How to fit an elephant (2011) 50 points by Kristine1975 9 months ago | hide | past | web | favorite | 23 comments

 I can't help but feel like a complex number is two parameters (real&imag / mod&arg) - so really this is 8 parameters.
 This is a good point. If we're posing Occam's Razor-like arguments against models for having "too many free parameters", then we should probably really be comparing something more precise, like the models' Kolmogorov complexities.Otherwise, it's just too easy to hide a lot of complex machinery inside a "single parameter". In fact, from this perspective it's arguable that an arbitrary real number is actually a (countably) infinite set of parameters, since it takes that many bits to uniquely specify any real number.

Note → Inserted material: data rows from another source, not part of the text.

PR #362, opened 2022-07-30
Query syntax update

nene:
Reviewed supported SELECT statement clauses (based on our wiki docs).

Main changes:

- Moved list of these clauses to top of reservedCommands list.
- Added support for syntax variations like `SELECT [DISTINCT]` and `WITH [RECURSIVE]`.
- Overhauled support for limiting: dropped `LIMIT` clause support from several dialects, added `FETCH FIRST` support to several others.
- Separate tests for `WITH` clause.
- Simplified some old tests - deleted some completely.

Didn't attempt covering all the minor syntax variations with tests. Concentrated on the more substantial differences: like testing `LIMIT`, `FETCH FIRST` and `WITH` support, but not testing `WITH RECURSIVE` and `ORDER SIBLINGS BY` support.


src/languages/bigquery/bigquery.formatter.ts
```diff
@@ -6,19 +6,19 @@ import { keywords } from './bigquery.keywords';
 import { functions } from './bigquery.functions';
 
 const reservedCommands = expandPhrases([
-  // DQL, https://cloud.google.com/bigquery/docs/reference/standard-sql/query-syntax
-  'SELECT',
+  // Queries: https://cloud.google.com/bigquery/docs/reference/standard-sql/query-syntax
```
inferrinizzard, line 9: replace with DQL to follow pattern of DDL, DML, DQL, DCL

inferrinizzard (approved):

src/languages/bigquery/bigquery.formatter.ts
nene: I specifically opted to not use DQL. These three-letter-acronymes are easy to mix up, and I always have to pause and think what they mean.

PR #363, opened 2022-08-01
Separate multi-word keywords from the rest

nene:
Added `RESERVED_PHRASE` token type. This serves as a place for multi-word sequences of keywords, to separate them from the single-word list of ordinary keywords.

Cleaned up all keyword lists. So now finally the `*.keyword.ts` files only list single-word keywords.


inferrinizzard:
Doesn't the current regex ordering already prioritise by length?
These phrases should already be matching before their single word counterparts
Seems a little weird to split them only based on length vs semantic meaning

nene:
You're correct, we already prioritize by length. In the end it'll work out exactly the same. You're also right that there's nothing semantic about these sequences of keywords to group them together, other than the fact that they're multi-word sequences.

I had two goals for doing this reorganization:

- First, our current keywords lists contain some "keywords" which aren't really single words. For me, this feels far from intuitive. Even the token name is `RESERVED_KEYWORD`, which suggest a single word, but currently it might be more than one word.
- Second, I'd like to evolve our code more towards a parser-based approach. That is, separate keywords should be detected by lexer, but sequences of these keywords should really be handled at the parser level. For example, currently these keyword-sequence-tokens will break down when one adds a comment between them (e.g. `INSERT /* comment */ INTO`). Handling such cases is really not feasible inside lexer, so it makes sense to me to start separating the data needed by lexer (keywords) from data that's really territory of a parser (sequences of keywords).

inferrinizzard (approved):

 Cantor showed that these sets have the same cardinality. You can represent a complex (in the form of two reals) by interleaving digits or using a space-filling curve for example.
 > Cantor showed that these sets have the same cardinality. You can represent a complex (in the form of two reals) by interleaving digits or using a space-filling curve for example.But this (set) isomorphism between R and C is not continuous. Indeed one can show that there exists no continuous epimorphism f: R^n -> R^m, where m > n, since for every such continuous map f the image f(R^n) has a measure of 0 with respect to the Borel measure in R^m.

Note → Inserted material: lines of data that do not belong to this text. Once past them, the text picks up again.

PR #364, opened 2022-08-01
Review of "verify" comments in reservedCommands lists

nene:
One notable change: dropped support for `CREATE TABLE` and `DROP TABLE` from N1QL.

As a result had to reorganize some tests, as we were assuming these statements are supported by all dialects.

### DIFF
--- a/test/options/aliasAs.ts
+++ b/test/options/aliasAs.ts
@@ -206,23 +206,6 @@ export default function supportsAliasAs(format: FormatFn) {
       );
     });
 
-    it('does not remove AS keyword when "AS WITH" or "AS ("', () => {
-      const result = format(
-        dedent`CREATE TABLE 'test.example_table' AS WITH cte AS (SELECT a AS alpha)`,
-        { aliasAs: 'never' }
-      );
-
-      expect(result).toBe(dedent`
-        CREATE TABLE
-          'test.example_table' AS
-        WITH
-          cte AS (
-            SELECT
-              a alpha
-          )
-      `);
-    });
-
     it('does not remove AS keywords from CAST(... AS ...)', () => {
       const result = format(
         dedent`SELECT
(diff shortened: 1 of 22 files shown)


test/options/aliasAs.ts
```diff
@@ -206,23 +206,6 @@ export default function supportsAliasAs(format: FormatFn) {
...
-      expect(result).toBe(dedent`
-        CREATE TABLE
-          'test.example_table' AS
-        WITH
-          cte AS (
-            SELECT
-              a alpha
-          )
-      `);
-    });
```
nene, line 224: I wanted to fix this test, but it turned out to be very broken:

- `CREATE TABLE 'test.example_table'` is incorrect syntax (don't know of any SQL dialect supporting table names as strings). I removed the quotes, in which case the test started to fail :(
- `AS WITH` seems to be incorrect syntax as well. Didn't find any example of this (expect for one stack-overflow post where the author complained over this syntax not working). I removed the `AS WITH` part to check that we at lest correctly handle `CREATE TABLE foo AS (SELECT ...)`, but again the test broke.

Really the current implementation of aliasAs is pretty broken. The largest problem being with `aliasAs: "never"` where we attempt to remove `AS` keywords from all other places besides the `SELECT` clause. But there are so many of these and in most cases we shouldn't remove the `AS`. But our implementation has it backwards: it first removes the `AS` and later attempts to restore it. It's really hard to wrap your head around that logic.

I'm thinking of a few options:

- completely throwing this aliasAs option away.
- making the aliasAs only work with SELECT clauses. This would at least bring some sanity. The current `aliasAs: "select"` is a pretty weird option - it enforces `AS` in select, but forbids it elsewhere. Like, there's no option to forbid or enforce it inside select without changing it elsewhere.

inferrinizzard (approved):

 > there exists no continuous epimorphism f: R^n -> R^m, where m > nReally? Then what is a https://en.wikipedia.org/wiki/Space-filling_curve?
 Right from that article you linked: "A non-self-intersecting continuous curve cannot fill the unit square because that will make the curve a homeomorphism from the unit interval onto the unit square (any continuous bijection from a compact space onto a Hausdorff space is a homeomorphism). But a unit square has no cut-point, and so cannot be homeomorphic to the unit interval, in which all points except the endpoints are cut-points."
 Yeah, a non-self-intersecting map cannot, but OP didn't specify that, only "epimorphic" which certainly can.Moreover OP's argument specifically proves too much, because space-filling curves (as described in the article) have a range with positive Borel measure.
 Sure, but did we need continuity? Also, if you want to be awkward, you can get around this by using the discrete topology, I don't think we needed the metric structure of R^n.
 > Sure, but did we need continuity? Also, if you want to be awkward, you can get around this by using the discrete topologyThis is indeed possible - but this is clearly not the topology that "ordinary people" and physicists mean when talking about continuity of functions from R^n to R^m.
 So, it's all actually just one parameter?
 Pairing functions only work on countable sets. This is funny because Cantor is the same person who proved real numbers are uncountable, and that there is no pairing function between 1 real number and naturals, let alone 2.
 I'm claiming a "pairing function" between single reals and pairs of reals. They have respective cardinalities 2^N0 and 2*2^N0=2^N0 where N0<2^N0 is the cardinality of the naturals.
 You're right. I was wrong. I found an explanation of how to make interleaving method work. https://math.stackexchange.com/a/183383
 He could have used an octonion, then it was 1 parameter.
 The only thing missing here is a little anecdote about how Von Neumann, when challenged on this, did it in his head and started rattling off the parameters. For arbitrary animals.
 Well, if you're familiar with sums, then the "shortcut" isn't all that much faster; it's mostly a function of how quickly you can grok the salient points:The fly travels 3/2 times the speed of a train, so every bounce the fly travels 3/5 of the remaining track and leaves 1/2 * 2/5 = 1/5 track to travel, so we just compute the geometric sum 3/5 * \sum 1/5^r = 3/5 * 1/(1 - 1/5) = 3/5 * 1/(4/5) = 3/5 * 5/4 = 3/4.  One nice thing about this sum is that it encodes a bit more insight about the fly's flight path than the shortcut method.